6 6 To date, no published data exists demonstrating that any course of training and/or experience leading into the practice of emergency medicine is better than any other. Therefore, any suggestion that experience is not and should not be an alternative to education is based strictly on opinion, not fact. Any belief that all of ABEM or AOBEM physicians who are board certified are residency trained in emergency medicine is not accurate. Approximately one half of all ABEM and AOBEM certified emergency physicians have not actually completed an emergency medicine residency. Thus, residency training in emergency medicine alone would not appear to be the only standard in the United States for board certification in Emergency Medicine.

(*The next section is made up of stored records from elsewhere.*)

PR #23958, opened 2026-06-11
CAMEL-23738: camel-keycloak - always verify access token even without required roles/permissions

oscerd:
This implements [CAMEL-23738](https://issues.apache.org/jira/browse/CAMEL-23738).

`KeycloakSecurityPolicy` performs access-token verification (signature, issuer and expiry for local JWT, or active state and issuer for token introspection) only inside the role and permission checks in `KeycloakSecurityProcessor`. Those checks are skipped when `requiredRoles` and `requiredPermissions` are both empty — the default, and the documented "Basic Setup" — so the token was not verified in that configuration.

This change makes `beforeProcess()` always authenticate the token when one is present, independently of whether roles or permissions are configured. Role and permission checks now run only after authentication, and an invalid or unverifiable token is rejected the same way a missing token is.

### Changes
- `KeycloakSecurityProcessor`: add `authenticateToken()` and invoke it when no roles/permissions are configured; the existing role/permission code paths are unchanged (no double verification).
- New `KeycloakSecurityProcessorTest` covering local JWT and token-introspection modes with no roles/permissions configured.
- Component docs note and 4.21 upgrade-guide entry for the behavior change.

### Testing
- `camel-keycloak` module: unit tests + Testcontainers integration tests green.
- Full reactor `mvn clean install -DskipTests`: green.

### DIFF
--- a/components/camel-keycloak/src/main/java/org/apache/camel/component/keycloak/security/KeycloakSecurityProcessor.java
+++ b/components/camel-keycloak/src/main/java/org/apache/camel/component/keycloak/security/KeycloakSecurityProcessor.java
@@ -59,11 +59,23 @@ public class KeycloakSecurityProcessor extends DelegateProcessor {
                 throw new CamelAuthorizationException("Access token not found in exchange", exchange);
             }
 
-            if (!policy.getRequiredRolesAsList().isEmpty()) {
+            boolean rolesRequired = !policy.getRequiredRolesAsList().isEmpty();
+            boolean permissionsRequired = !policy.getRequiredPermissionsAsList().isEmpty();
+
+            // The token is always authenticated before the route runs (signature, issuer and expiry for
+            // local JWT verification, or active state and issuer for introspection). validateRoles() and
+            // validatePermissions() already authenticate the token, but they only run when roles or
+            // permissions are required; when neither is configured, authenticate here so that an invalid or
+            // unverifiable token is rejected instead of accepted. Authorization checks run after authentication.
+            if (!rolesRequired && !permissionsRequired) {
+                authenticateToken(accessToken, exchange);
+            }
+
+            if (rolesRequired) {
                 validateRoles(accessToken, exchange);
             }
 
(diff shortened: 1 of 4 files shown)


components/camel-keycloak/src/main/java/org/apache/camel/component/keycloak/security/KeycloakSecurityProcessor.java
```diff
@@ -59,11 +59,23 @@ protected void beforeProcess(Exchange exchange) throws Exception {
                 throw new CamelAuthorizationException("Access token not found in exchange", exchange);
             }
 
-            if (!policy.getRequiredRolesAsList().isEmpty()) {
+            boolean rolesRequired = !policy.getRequiredRolesAsList().isEmpty();
+            boolean permissionsRequired = !policy.getRequiredPermissionsAsList().isEmpty();
+
+            // Always authenticate the token when one is present - signature, issuer and expiry for local
```
apupier: this comment seems to not correspond to what the code is doing.
The token is not always authenticated, it is only if roles and permission are not required

apupier:
requires rebase to benefit from fixed mai branch https://github.com/apache/camel/pull/23962

components/camel-keycloak/src/main/java/org/apache/camel/component/keycloak/security/KeycloakSecurityProcessor.java
oscerd: Good catch, thanks — reworded the comment (force-pushed). The token *is* always authenticated before the route runs: `validateRoles()`/`validatePermissions()` already verify it (signature/issuer/expiry for local JWT, or active state/issuer for introspection) when roles or permissions are required, and the new `authenticateToken()` call covers the case where neither is configured. The comment now describes that overall flow instead of implying the `if`-block itself always authenticates.

I also rebased onto `main` to pick up `10003522d3f` (jbang doc-generation fix), which clears the unrelated "uncommitted changes" CI failure.

davsclaus (approved):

7 7 In reality, there are a limited number of ACGME Emergency Medicine residency programs and positions, thus creating a shortage of available experienced and well qualified Emergency Medicine physicians. Over the last two decades, in order to fill the need, ABPS has successfully provided an established and bona fide pathway to board certification in Emergency Medicine. Patients and hospitals deserve physicians who are experienced, knowledgeable, and competent.

8 8 Of the 39,061 emergency medicine specialists currently in practice in the United States only 54.6% are residency trained in emergency medicine 1. Manpower studies from leading research institutions, such as Harvard, state that it is highly unlikely that there will be sufficient numbers of EM residency trained physicians to staff all US EDs at least until 2038, or possibly, ever. They state that “the need for Emergency services is large and growing; even if existing programs graduated more physicians there is little reason to think more of these graduates would move to rural areas. 2  1. Ginde AA, Sullivan AF, Camargo CA. National Study of the Emergency Physician Workforce, 2008 Ann Emerg Med. 2009;54:3490359. 2. Camargo CA, Ginde AA, Siger AH, et al. Assessment of emergency workforce needs in the US 2005. Acad Emerg Med 2008 15(12):1317-20.`

9 9 We understand and respect the Board’s efforts to protect the public. We share the Board’s concern. To this end, we respectfully request that ABPS be recognized by the Board and listed as a named organization in paragraph Aa of the proposed rule. Alternatively, we would respectfully request that the language of Ab.5 be clarified so that it is clear that ABPS satisfies the Board’s requirements for board certification as we believe to be the case.